• YOUR ASSIGNMENT
Which lines of the records below contain the word "review"? Copy each of them out.

DATASET ENTRIES Block Start

PR #4932, opened 2025-10-17
ci: simplify ci workflow by using build-steps for old aswf containers, too

lgritz:
Trick learned from the rawtoaces CI workflow


lgritz:
This has been in review for over a week with no comments. Any objections?
Considering that it's a CI-only change, I will merge it if I don't hear anything by Monday morning.

PR #4933, opened 2025-10-17
fix(JXL): Correctly set Quality for JPEG XL

jonnyawsom3:
Distance in JPEG XL isn't linear, causing previous quality settings to scale between lossless and visually lossless, instead of lossless and the lowest quality.

Quality | libjxl Distance | Old OIIO Distance
|--------|------|------|
| 99 | 0.19 | 0.01 |
| 90  | 1.00 | 0.01 |
| 80  | 1.90 | 0.01 |
| 70  | 2.80 | 0.01 |
| 60  | 3.70 | 0.02 |
| 50  | 4.60 | 0.02 |
| 40  | 5.50 | 0.03 |
| 30  | 6.40 | 0.03 |
| 20  | 8.13 | 0.05 |
| 10  | 13.27 | 0.10 |
| 1   | 24.24 | 1.00 |
| 0   | 25.00 | Error |

Thankfully libjxl has a built in function to convert Quality to Distance, so I've swapped it in.
Unable to test it myself, but it's a simple fix that I ran by another libjxl dev too.


lgritz:
Looks reasonable to me, but I'm not a JXL expert.

@1div0 any thoughts?

1div0:
I will check++

Had free(time_t t) where t equals to 0

lgritz:
@1div0 Any chance to look at this? It's short, and it's certainly safe, I just seek a second opinion on whether it seems like a wise improvement to behavior.

lgritz:
@1div0 thoughts?

jonnyawsom3:
You can test the behaviour by encoding with OIIO without this PR and [cjxl](https://artifacts.lucaversari.it/libjxl/libjxl/latest/) at the same quality setting.
At Quality 1, OIIO gives a 267 KB file, cjxl gives a 35 KB file. At Quality 90, OIIO is 1.5 MB while cjxl is 267 KB.

1div0:
OK

lgritz:
@1div0 Does that mean "ok, I will take a look", or "I looked and I think this is ok?"

1div0:
@lgritz the second one.

The usage of

distance = JxlEncoderDistanceFromQuality(compqual.second);

is right.

lgritz:
Thanks, I appreciate the check from you.

lgritz (approved):

PR #4934, opened 2025-10-18
ci: if dnf install of ffmpeg fails, wait and try again

lgritz:
Lately, our retrieval of ffmpeg has been failing intermittently. Perhaps 5-10% of the time? Just enough that most CI runs have one job that fails and the others succeed (and sometimes 2 jobs fail, or all pass).

This patch is based on the hypothesis that the problem is truly transient, and that when it fails, maybe we can just pause 10 seconds and then try again, and it will usually succeed, cutting down on the effective failures rate. So far, so good?


lgritz:
Ugh, immediately ran into problem. Withdrawing and will fix.

PR #4937, opened 2025-10-20
ci(wheels): unbreak wheel release + other enhancements pt 1

zachlewis:
## Description

This PR fixes and improves a handful of wheels-related items:
 - Fix an issue where wheels produced with v3.1 releases were not getting uploaded to pypi
 - Update cibuildwheel to latest version (v3.2.1)
 - Remove the manylinux2014 builds, replace with manylinux_2_28 builds where applicable
 - Add CPython 3.14 wheels
 - Update macos-x86 runner to `macos-15-intel`
 - Update Python typestubs

## Notes
 - This PR ends support for pre-built wheels for glibc < 2.27 (CentOS-7 etc). However, the module can still be pip-installed locally, provided devtoolset-7+ (e.g., gcc-9+) is available. 
 - Unless we arrive at a more elegant solution, we must remember to change the conditional in the "upload_pypi" step for every major OIIO release.

### DIFF
--- a/src/cmake/build_OpenColorIO.cmake
+++ b/src/cmake/build_OpenColorIO.cmake
@@ -6,7 +6,7 @@
 # OpenColorIO by hand!
 ######################################################################
 
-set_cache (OpenColorIO_BUILD_VERSION 2.5.0 "OpenColorIO version for local builds")
+set_cache (OpenColorIO_BUILD_VERSION 2.4.2 "OpenColorIO version for local builds")
 set (OpenColorIO_GIT_REPOSITORY "https://github.com/AcademySoftwareFoundation/OpenColorIO")
 set (OpenColorIO_GIT_TAG "v${OpenColorIO_BUILD_VERSION}")
 set_cache (OpenColorIO_BUILD_SHARED_LIBS  OFF


lgritz:
You seem to be making a lot of adjustments. Let us know when it's ready to review.

.github/workflows/wheel.yml
```diff
@@ -220,33 +200,37 @@ jobs:
...
+              python: cp314-manylinux_aarch64
+              arch: aarch64
 
     steps:
       - name: Checkout repo
         uses: actions/checkout@11bd71901bbe5b1630ceea73d27597364c9af683 # v4.2.2
 
       - name: Install Python
-        uses: actions/setup-python@f677139bbe7f9c59b41e40162b753c062f5d49a3 # v5.2.0
+        uses: actions/setup-python@f677139bbe7f9c59b41e40162b753c062f5d49a3 # v5.2.
```
lgritz: Did you lose a character here in the comment?

.github/workflows/wheel.yml
```diff
@@ -308,7 +292,7 @@ jobs:
 
   macos:
     name: Build wheels on macOS
-    runs-on: macos-13
+    runs-on: macos-15-intel
```
lgritz, line 295: Oops, my bad, I totally didn't think about the wheels when I did this very change on the regular CI.

.github/workflows/wheel.yml
zachlewis: I did -- I'd intended to only add a line after this. Fixing now!

.github/workflows/wheel.yml
```diff
@@ -341,7 +328,7 @@ jobs:
       - name: Install Python
         uses: actions/setup-python@f677139bbe7f9c59b41e40162b753c062f5d49a3 # v5.2.0
         with:
-          python-version: '3.9'
+          python-version: 3.9
```
lgritz: FYI, the reason for the quotes is so that 3.10+ doesn't think it's floating point 3.1. I think it's not a bad idea to quote even when it's not necessary (3.7, 3.9, etc.) so that when somebody edits the line to bump the python version, they don't forget or aren't aware that some versions NEED to be quoted.

zachlewis:
This is ready for review -- I don't intend to make any more adjustments.

.github/workflows/wheel.yml
```diff
@@ -355,12 +342,12 @@ jobs:
         run: |
             brew install ninja ccache || true
         
-      - name: Remove brew OpenEXR/Imath
+      - name: Brew uninstall problematic dependencies
         run: |
-            brew uninstall --ignore-dependencies openexr imath || true
+            brew uninstall -f --ignore-dependencies openexr imath expat cmake || true
```
lgritz, line 347: Why uninstall cmake?

src/build-scripts/build_ccache.bash
```diff
@@ -16,7 +16,7 @@ echo "HOME=$HOME"
 echo "PWD=$PWD"
 echo "ARCH=$ARCH"
 
-CCACHE_PREBULT=${CCACHE_PREBULT:=1}
+CCACHE_PREBUILT=${CCACHE_PREBUILT:=1}
```
lgritz, line 19: Oh boy, that one is embarrassing

src/cmake/build_OpenColorIO.cmake
```diff
@@ -6,10 +6,10 @@
 # OpenColorIO by hand!
 ######################################################################
 
-set_cache (OpenColorIO_BUILD_VERSION 2.4.2 "OpenColorIO version for local builds")
+set_cache (OpenColorIO_BUILD_VERSION 2.5.0 "OpenColorIO version for local builds")
```
lgritz: This feels like an orthogonal decision to anything to do with the wheels, because it will change the version of OCIO that *anyone* will get for the auto-builder. Are we confident enough in 2.5.0 to make it the default?

.github/workflows/wheel.yml
zachlewis: Oh, good cool, I'll restore that too!
At an earlier point in this PR, I'd deleted the "python-version" line entirely, because as far as I'd known, we were only using it to force the python 3.8 wheels to build on macos-arm; and I ended up restoring it by hand when I discovered that github would whine about the line not being there. 
Anyway, adding those quotes back in!

lgritz:
Nice speed bump from not having to build ccache from source on Linux Intel. Is that just because you eliminated the jobs that involved the older glibc? Are there pre-built ccache we can use for the linux arm wheels?

src/cmake/build_OpenColorIO.cmake
zachlewis: Good point -- I had only been considering that users locally pip-installing (building) OIIO would want the same OCIO behavior as the available prebuilt wheels. It totally skipped my mind that this affects the default auto-building behavior everywhere!

I am confident enough in 2.5.0 to make it the default, in terms of stuff not breaking; but I agree with you that this change is way out of scope for this PR! I'll revert it here, and open a new PR just for this sucker so we can further discuss.

.github/workflows/wheel.yml
zachlewis: Because we want scikit-build-core to use whichever version of cmake scikit-build-core itself fetches; i.e., we want to be able to use skbuild settings (in pyproject.toml, or specified by the pip command line options, or set via sbuild env vars) to drive the cmake version used by the build.

Without this change, homebrew's cmake takes precedence over skbuild's cmake.

zachlewis:
> Is that just because you eliminated the jobs that involved the older glibc? 

I hadn't considered that, but... yeah, having eliminated the manylinux2014 (glibc-2.17) builds, we're able to use the pre-built ccache for the remaining manylinux_2_28 (glibc-2.28) builds for the time being.

> Are there pre-built ccache we can use for the linux arm wheels?

Not officially, as far as I can tell. The developers have only recently (as of ccache-4.12.0, I think) started to release aarch64-compatible pre-built binary distributions, and those seem to require a newer version of glibc than we'd like to support (w.r.t. current vfx reference platform recommendations). 

One option we could investigate is building ccache in a custom docker image based on the manylinux_2_28 image. 

Another option is to try switching from ccache to [sccache](https://github.com/mozilla/sccache), which seems to be a more purpose-built solution for what we're trying to do. 
(There are sccache binaries available for all platforms / archs we're interested in; the linux binaries are linked against musl, so there are no glibc issues, period).

src/cmake/build_OpenColorIO.cmake
lgritz: I feel like without a serious beta/RC cycle, OCIO is treating 2.5.0 as their release candidate and a future 2.5.1 as the one where stuff actually gets fixed. I think 2.5 hasn't actually had a chance to prove itself in production quite yet, so I'm cautious about making it the default. Anybody can override by setting either cmake or env variable OpenColorIO_BUILD_VERSION to 2.5.0, but the default should be playing it safe with a well-tested version we are 100% confident in.

zachlewis: My thinking was that we'd want the version of OCIO available on pypi to match what the version of OIIO available on pypi was built against. 

But I think that's a wise decision, to regard 2.5.0 as a release candidate, and I agree with you about holding off until 2.5.1 rolls out. Let's do that.

And if folks really want, they can locally build the OIIO bindings against OCIO 2.5 with:
`$ pip install OpenImageIO  --config-settings=cmake.define.OpenColorIO_BUILD_VERSION="2.5.0"`

zachlewis:
Thanks Larry! Seems good to go to me too.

DATASET ENTRIES Block End

• WRITTEN ANSWER
This has been in review for over a week with no comments. Any objections?
You seem to be making a lot of adjustments. Let us know when it's ready to review.
This is ready for review -- I don't intend to make any more adjustments.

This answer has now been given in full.